[Input — start]
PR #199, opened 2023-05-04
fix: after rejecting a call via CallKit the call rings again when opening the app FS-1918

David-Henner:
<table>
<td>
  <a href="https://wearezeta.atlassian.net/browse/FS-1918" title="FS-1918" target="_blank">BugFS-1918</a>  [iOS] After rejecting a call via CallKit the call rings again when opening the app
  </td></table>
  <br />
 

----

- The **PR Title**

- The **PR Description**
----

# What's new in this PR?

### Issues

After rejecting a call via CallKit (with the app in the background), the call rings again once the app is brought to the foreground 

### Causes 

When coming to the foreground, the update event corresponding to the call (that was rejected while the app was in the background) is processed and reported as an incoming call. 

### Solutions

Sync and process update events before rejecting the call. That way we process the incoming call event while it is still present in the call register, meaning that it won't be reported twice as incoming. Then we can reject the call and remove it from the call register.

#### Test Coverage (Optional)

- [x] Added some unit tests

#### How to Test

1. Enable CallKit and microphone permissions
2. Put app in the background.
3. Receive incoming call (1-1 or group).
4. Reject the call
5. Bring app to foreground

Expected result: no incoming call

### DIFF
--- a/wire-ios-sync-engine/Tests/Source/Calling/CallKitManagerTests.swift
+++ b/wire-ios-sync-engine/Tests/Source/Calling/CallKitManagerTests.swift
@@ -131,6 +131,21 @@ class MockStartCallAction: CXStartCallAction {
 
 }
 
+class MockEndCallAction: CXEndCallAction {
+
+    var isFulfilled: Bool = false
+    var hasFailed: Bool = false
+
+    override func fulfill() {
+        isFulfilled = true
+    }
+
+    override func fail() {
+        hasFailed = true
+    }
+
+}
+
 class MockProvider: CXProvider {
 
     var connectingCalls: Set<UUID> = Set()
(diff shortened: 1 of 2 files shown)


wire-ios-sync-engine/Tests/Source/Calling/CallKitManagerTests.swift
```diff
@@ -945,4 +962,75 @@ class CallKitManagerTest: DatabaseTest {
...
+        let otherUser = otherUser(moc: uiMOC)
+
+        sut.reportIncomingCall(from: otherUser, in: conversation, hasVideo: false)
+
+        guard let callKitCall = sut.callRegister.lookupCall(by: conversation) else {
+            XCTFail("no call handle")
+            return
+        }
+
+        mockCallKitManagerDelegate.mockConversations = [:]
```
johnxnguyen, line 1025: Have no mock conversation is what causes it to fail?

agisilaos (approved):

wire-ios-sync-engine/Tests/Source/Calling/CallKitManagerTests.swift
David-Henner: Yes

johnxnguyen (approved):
[Input — finish]
[Input — start]
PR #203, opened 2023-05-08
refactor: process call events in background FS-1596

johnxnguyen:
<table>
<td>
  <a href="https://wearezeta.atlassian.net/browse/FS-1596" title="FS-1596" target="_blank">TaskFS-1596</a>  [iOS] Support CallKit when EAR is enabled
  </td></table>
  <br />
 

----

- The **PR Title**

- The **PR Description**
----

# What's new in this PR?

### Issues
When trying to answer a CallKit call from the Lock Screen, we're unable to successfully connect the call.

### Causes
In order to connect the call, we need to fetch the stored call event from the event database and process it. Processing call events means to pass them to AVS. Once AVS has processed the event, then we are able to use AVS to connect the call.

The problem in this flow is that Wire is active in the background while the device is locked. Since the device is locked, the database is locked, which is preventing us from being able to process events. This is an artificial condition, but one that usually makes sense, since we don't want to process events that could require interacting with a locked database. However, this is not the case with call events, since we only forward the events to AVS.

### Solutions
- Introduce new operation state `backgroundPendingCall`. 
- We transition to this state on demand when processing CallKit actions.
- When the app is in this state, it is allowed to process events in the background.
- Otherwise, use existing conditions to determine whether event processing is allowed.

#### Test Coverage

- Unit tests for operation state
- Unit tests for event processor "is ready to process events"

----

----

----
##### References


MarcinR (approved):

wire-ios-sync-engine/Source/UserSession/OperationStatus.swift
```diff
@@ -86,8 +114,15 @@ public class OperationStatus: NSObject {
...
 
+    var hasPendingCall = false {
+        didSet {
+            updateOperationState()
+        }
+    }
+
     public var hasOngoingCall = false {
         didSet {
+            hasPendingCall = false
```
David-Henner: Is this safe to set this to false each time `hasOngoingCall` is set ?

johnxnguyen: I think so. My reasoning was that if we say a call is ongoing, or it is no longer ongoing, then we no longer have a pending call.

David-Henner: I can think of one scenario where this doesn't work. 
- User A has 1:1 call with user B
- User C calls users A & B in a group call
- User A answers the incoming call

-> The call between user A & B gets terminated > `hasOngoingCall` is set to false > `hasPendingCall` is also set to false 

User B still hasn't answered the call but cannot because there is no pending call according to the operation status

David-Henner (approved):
[Input — finish]
=== Activity ===
In the records above, find every line with the word "approved" and copy it.

=== Result for this exercise ===
agisilaos (approved):
johnxnguyen (approved):
MarcinR (approved):
David-Henner (approved):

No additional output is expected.